[Dataset entries]
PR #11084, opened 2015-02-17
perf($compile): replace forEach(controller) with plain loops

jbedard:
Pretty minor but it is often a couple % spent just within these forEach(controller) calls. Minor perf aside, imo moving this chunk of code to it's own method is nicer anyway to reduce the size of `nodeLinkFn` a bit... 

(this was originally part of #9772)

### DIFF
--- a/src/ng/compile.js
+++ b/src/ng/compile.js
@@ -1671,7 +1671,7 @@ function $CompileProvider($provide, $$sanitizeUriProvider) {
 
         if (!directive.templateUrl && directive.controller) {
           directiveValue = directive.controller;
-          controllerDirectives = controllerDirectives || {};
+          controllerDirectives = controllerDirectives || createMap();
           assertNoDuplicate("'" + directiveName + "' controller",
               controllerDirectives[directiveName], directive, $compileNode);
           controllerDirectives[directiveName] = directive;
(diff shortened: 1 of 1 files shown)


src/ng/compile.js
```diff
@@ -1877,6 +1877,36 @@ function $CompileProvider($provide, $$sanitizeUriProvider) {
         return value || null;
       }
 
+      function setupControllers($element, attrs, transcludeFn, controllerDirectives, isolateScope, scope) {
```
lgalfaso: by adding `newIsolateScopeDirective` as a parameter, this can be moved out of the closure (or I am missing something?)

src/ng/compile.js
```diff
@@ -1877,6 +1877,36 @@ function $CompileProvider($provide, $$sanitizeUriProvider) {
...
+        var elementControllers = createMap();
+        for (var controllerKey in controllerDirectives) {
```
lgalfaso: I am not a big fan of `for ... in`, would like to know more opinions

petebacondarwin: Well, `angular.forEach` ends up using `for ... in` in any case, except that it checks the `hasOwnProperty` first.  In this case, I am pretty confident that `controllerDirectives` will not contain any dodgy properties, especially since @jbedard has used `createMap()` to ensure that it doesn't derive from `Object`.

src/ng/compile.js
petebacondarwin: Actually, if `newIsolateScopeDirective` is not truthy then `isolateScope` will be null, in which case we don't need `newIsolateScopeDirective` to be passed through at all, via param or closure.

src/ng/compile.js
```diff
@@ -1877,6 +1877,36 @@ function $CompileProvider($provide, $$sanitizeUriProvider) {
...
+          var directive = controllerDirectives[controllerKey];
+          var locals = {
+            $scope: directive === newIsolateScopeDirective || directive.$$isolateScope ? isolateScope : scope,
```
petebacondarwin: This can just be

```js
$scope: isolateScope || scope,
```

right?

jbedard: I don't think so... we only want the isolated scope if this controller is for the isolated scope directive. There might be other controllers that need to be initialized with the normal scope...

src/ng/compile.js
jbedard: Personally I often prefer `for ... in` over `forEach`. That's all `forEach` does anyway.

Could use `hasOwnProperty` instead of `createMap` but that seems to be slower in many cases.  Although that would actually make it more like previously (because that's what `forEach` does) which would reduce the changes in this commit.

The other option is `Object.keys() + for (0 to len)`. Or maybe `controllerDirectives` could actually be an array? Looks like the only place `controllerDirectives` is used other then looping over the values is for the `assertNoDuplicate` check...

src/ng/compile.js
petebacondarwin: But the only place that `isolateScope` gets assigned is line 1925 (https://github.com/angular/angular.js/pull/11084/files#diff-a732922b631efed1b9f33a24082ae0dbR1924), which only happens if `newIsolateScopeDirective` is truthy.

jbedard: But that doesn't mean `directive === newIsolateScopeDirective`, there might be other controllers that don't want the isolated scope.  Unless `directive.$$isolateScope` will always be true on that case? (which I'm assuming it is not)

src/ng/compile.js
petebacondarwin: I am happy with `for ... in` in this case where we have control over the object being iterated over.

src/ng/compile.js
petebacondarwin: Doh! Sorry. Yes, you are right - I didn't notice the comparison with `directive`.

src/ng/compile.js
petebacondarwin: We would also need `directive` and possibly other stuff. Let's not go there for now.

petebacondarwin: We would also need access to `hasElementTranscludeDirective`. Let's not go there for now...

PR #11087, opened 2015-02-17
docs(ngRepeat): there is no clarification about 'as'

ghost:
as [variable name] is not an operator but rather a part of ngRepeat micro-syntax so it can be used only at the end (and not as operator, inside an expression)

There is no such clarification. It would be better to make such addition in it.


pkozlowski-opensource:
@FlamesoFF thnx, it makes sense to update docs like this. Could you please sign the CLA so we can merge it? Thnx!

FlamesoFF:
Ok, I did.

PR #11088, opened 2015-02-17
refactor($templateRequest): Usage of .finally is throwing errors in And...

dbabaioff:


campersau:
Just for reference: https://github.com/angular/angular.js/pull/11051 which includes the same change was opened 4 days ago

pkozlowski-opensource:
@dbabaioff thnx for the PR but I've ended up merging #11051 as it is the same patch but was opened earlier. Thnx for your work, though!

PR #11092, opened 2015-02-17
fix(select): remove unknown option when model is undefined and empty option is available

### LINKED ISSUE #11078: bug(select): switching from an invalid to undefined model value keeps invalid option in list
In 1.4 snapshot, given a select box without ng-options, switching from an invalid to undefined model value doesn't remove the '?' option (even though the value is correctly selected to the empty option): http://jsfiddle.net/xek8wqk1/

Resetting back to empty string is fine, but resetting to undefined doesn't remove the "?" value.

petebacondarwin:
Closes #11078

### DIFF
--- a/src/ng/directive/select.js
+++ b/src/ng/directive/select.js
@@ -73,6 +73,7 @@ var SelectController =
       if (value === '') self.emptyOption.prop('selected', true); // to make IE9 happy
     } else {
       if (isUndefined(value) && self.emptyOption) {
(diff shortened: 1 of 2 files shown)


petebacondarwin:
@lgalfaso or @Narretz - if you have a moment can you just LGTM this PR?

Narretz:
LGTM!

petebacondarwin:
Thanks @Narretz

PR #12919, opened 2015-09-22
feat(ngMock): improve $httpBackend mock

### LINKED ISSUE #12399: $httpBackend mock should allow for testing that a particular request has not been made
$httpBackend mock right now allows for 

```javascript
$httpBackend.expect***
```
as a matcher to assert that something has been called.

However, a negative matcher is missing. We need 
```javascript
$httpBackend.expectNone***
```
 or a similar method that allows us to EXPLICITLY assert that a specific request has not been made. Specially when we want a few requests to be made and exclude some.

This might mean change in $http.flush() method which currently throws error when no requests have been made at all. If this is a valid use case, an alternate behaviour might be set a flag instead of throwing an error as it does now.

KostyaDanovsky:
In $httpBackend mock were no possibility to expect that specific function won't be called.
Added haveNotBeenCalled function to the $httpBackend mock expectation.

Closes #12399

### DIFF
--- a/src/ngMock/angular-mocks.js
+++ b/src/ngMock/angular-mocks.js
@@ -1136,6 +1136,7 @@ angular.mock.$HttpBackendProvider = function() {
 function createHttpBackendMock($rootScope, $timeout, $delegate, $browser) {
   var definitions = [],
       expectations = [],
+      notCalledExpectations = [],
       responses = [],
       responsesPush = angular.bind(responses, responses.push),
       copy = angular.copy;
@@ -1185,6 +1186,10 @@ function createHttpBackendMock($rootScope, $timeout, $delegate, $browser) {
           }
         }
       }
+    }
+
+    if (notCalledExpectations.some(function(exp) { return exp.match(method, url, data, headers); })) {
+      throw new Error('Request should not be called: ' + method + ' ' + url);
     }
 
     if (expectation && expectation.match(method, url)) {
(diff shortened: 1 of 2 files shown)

--- Goal of the exercise ---
Each line in the data above either holds "more" or does not. State how many do, as a bare number.

--- Task output ---
2